[Dataset excerpts]
========================

PR #2711, opened 2021-09-17
Use "release" configuration when building dotnet function apps by default

### LINKED ISSUE #2628: "azure functionapp publish" deploys Debug builds for net5
If we publish our net5 standalone function app via "azure functionapp publish" it gets build in Debug mode. This is a very very bad default for production deployments and also breaks all out `#if DEBUG` compiler directives

kshyju:
Fixes #2628 

I verified it by having [a dotnet function app](https://shkr-cli-publishconfig-test.azurewebsites.net/api/function1) with `#if DEBUG` conditional expressions as below and verifying the result of the endpoint before & after publishing the app using CLI with change from this PR.

    string responseMessage = string.Empty;

    #if DEBUG
        responseMessage = "Debug build - from local CLI-1228"; 
    #else
        responseMessage = "Release build - from local CLI-1228"; 
    #endif

    return new OkObjectResult(responseMessage);

### DIFF
--- a/src/Azure.Functions.Cli/Actions/AzureActions/PublishFunctionAppAction.cs
+++ b/src/Azure.Functions.Cli/Actions/AzureActions/PublishFunctionAppAction.cs
@@ -44,7 +44,7 @@ namespace Azure.Functions.Cli.Actions.AzureActions
         public bool NoBuild { get; set; }
 
         // For .net function apps, build using "release" configuration by default. User can override using "--dotnet-cli-params" as needed.
-        public string DotnetCliParameters { get; set; } = "-c release";
+        public string DotnetCliParameters { get; set; } = "--configuration release";
         public string DotnetFrameworkVersion { get; set; }
 
         public PublishFunctionAppAction(ISettings settings, ISecretsManager secretsManager)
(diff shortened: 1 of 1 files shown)


brettsam (commented):
Two things:
- We need to update this comment to make sense as well: `.WithDescription("When publishing dotnet functions, the core tools calls 'dotnet build --output bin/publish'. Any parameters passed to this will be appended to the command line.")`
- There's some bug where you need to use a leading space (like `" -c release"`)-- does that not apply here? Can we fix that at the same time?

kshyju:
> We need to update this comment to make sense as well: `.WithDescription("When publishing dotnet functions, the core tools calls 'dotnet build --output bin/publish'. Any parameters passed to this will be appended to the command line.")`

Thanks! Updated the description text to include the configuration option value as well. Feel free to suggest a more correct language if you have one.

> There's some bug where you need to use a leading space (like `" -c release"`)-- does that not apply here? Can we fix that at the same time?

========================

Each line of the data must be retyped exactly.

PR #2711, opened 2021-09-17
Use "release" configuration when building dotnet function apps by default

### LINKED ISSUE #2628: "azure functionapp publish" deploys Debug builds for net5
If we publish our net5 standalone function app via "azure functionapp publish" it gets build in Debug mode. This is a very very bad default for production deployments and also breaks all out `#if DEBUG` compiler directives

kshyju:
Fixes #2628 

I verified it by having [a dotnet function app](https://shkr-cli-publishconfig-test.azurewebsites.net/api/function1) with `#if DEBUG` conditional expressions as below and verifying the result of the endpoint before & after publishing the app using CLI with change from this PR.

    string responseMessage = string.Empty;

    #if DEBUG
        responseMessage = "Debug build - from local CLI-1228"; 
    #else
        responseMessage = "Release build - from local CLI-1228"; 
    #endif

    return new OkObjectResult(responseMessage);

### DIFF
--- a/src/Azure.Functions.Cli/Actions/AzureActions/PublishFunctionAppAction.cs
+++ b/src/Azure.Functions.Cli/Actions/AzureActions/PublishFunctionAppAction.cs
@@ -44,7 +44,7 @@ namespace Azure.Functions.Cli.Actions.AzureActions
         public bool NoBuild { get; set; }
 
         // For .net function apps, build using "release" configuration by default. User can override using "--dotnet-cli-params" as needed.
-        public string DotnetCliParameters { get; set; } = "-c release";
+        public string DotnetCliParameters { get; set; } = "--configuration release";
         public string DotnetFrameworkVersion { get; set; }
 
         public PublishFunctionAppAction(ISettings settings, ISecretsManager secretsManager)
(diff shortened: 1 of 1 files shown)


brettsam (commented):
Two things:
- We need to update this comment to make sense as well: `.WithDescription("When publishing dotnet functions, the core tools calls 'dotnet build --output bin/publish'. Any parameters passed to this will be appended to the command line.")`
- There's some bug where you need to use a leading space (like `" -c release"`)-- does that not apply here? Can we fix that at the same time?

kshyju:
> We need to update this comment to make sense as well: `.WithDescription("When publishing dotnet functions, the core tools calls 'dotnet build --output bin/publish'. Any parameters passed to this will be appended to the command line.")`

Thanks! Updated the description text to include the configuration option value as well. Feel free to suggest a more correct language if you have one.

> There's some bug where you need to use a leading space (like `" -c release"`)-- does that not apply here? Can we fix that at the same time?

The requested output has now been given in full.